Era de estatura algo más que normal, fuerte contextura, facciones regulares, ojos verdes, cabello hondeado y bigote bajo.
Su padre había sido un poblador del sur de Santa Fe y su madre, llamada Felipa Bargas, era una india criada entre los cristianos. Inició sus servicios a los 15 años en la guarnición del Fuerte Federación, origen de la ciudad de Junín.
A partir de 1840, estuvo ininterrumpidamente en la zona, sobre las líneas de frontera. Durante un año, hasta Caseros, integró el contingente del Fortín Chañar, y en 1853 fue correo, durante un año, entre aquella Comandancia y Buenos Aires, viaje que hacia a caballo normalmente en dos días.
Cuando las milicias de campaña se convirtieron en Guardia Nacional, Bargas queda incorporado con el grado de Alférez.
Continuó en Junín, hasta la época que se adelantó la línea hasta Ancalú Grande (hoy General Pinto), luego estuvo a las órdenes del Coronel López en la zona de Ancalú Chico (Hoy San Gregorio).

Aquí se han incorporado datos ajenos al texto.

PR #122, opened 2020-11-06
Docker Github Actions Update

Saurav-D:
# Peer Review Information

Docker Build Push github  actions repo is updated to v2. https://github.com/Unity-Technologies/datasetinsights/actions/runs/348350305

### DIFF
--- a/.github/workflows/publish-docker-hub.yaml
+++ b/.github/workflows/publish-docker-hub.yaml
@@ -10,7 +10,7 @@ jobs:
       - name: Check out the repo
         uses: actions/checkout@v2
       - name: Push to Docker Hub
-        uses: docker/build-push-action@v1
+        uses: docker/build-push-action@v2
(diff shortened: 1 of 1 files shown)


.github/workflows/publish-docker-hub.yaml
```diff
@@ -10,7 +10,7 @@ jobs:
       - name: Check out the repo
         uses: actions/checkout@v2
       - name: Push to Docker Hub
-        uses: docker/build-push-action@v1
```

El Coronel Hilario Lagos se refirió a él en los siguientes términos:
“Existe en el Regimiento de Guardias Nacionales de este punto el Capitán Pablo Bargas, que ha hecho su carrera de oficial desde Alférez en el mismo cuerpo, habiendo adquirido gran ascendiente ante sus compañeros debido a su comportamiento toda vez que se ha ofrecido batir a los indios, agregándose a ello su conocimiento práctico del Desierto”.
Junto a los lanceros de Junín, participó en la batalla de San Carlos contra el Cacique Cafulcurá.
Sirvió seguidamente con el Coronel Borges en Junín, y luego con el Coronel Villegas, a cuyas órdenes actuó como Capitán del 3 de Caballería de Línea.
El Congreso de la Nación, a iniciativa de la Cámara de Diputados, le acordó por sus servicios una pensión, sostén de sus últimos años, y el Gobierno de Buenos Aires lo premió con un revólver calibre 44 con las siguiente inscripción: “El Gobierno de la Provincia de Buenos Aires a don Pablo Bargas, capitán de la brava Guardia Nacional de Junín”.
Fue Baquiano por excelencia, indispensable tanto para los boleadores, para el regimiento de Lanceros, como para las fuerzas de la línea de la guarnición.
El campo no era ni remotamente lo que es en nuestros días: sin ferrocarriles, sin postes telegráficos ni telefónicos, sin poblaciones, sin arboledas, sin alambrados, sin cultivos, sin molinos ni puntos de referencia en extensiones inmensas; lanzarse a ellas era como lanzarse al mar, y el baquiano en aquellas soledades equivalía a un piloto…… Ser baquiano requería condiciones no comunes, verdadera vocación y experiencia.
Entre los cristianos como entre los indios, los baquianos propiamente dichos eran tan contados que en una y otra parte, en aquella extensa región, no se destacaron como tales más que Pablo Bargas entre los primeros y Pichi Pincén entre los indios.
El baquiano lo mismo que el rumbo, sabía de las aguadas para hombres y bestias, captaba indicios del campo, inadvertidos para los demás.
De día o de noche, él veía en el firmamento cuanta sed habría que soportar hasta la próxima aguada, cuanto hambre hasta lograr alimento, y cuanto cansancio hasta la próxima etapa.
En materia de pronósticos del tiempo, era un barómetro viviente. Y admiraba su interpretación de las expresiones de la naturaleza. Sus afirmaciones no se discutían, su responsabilidad era reconocida y sus indicaciones acatadas.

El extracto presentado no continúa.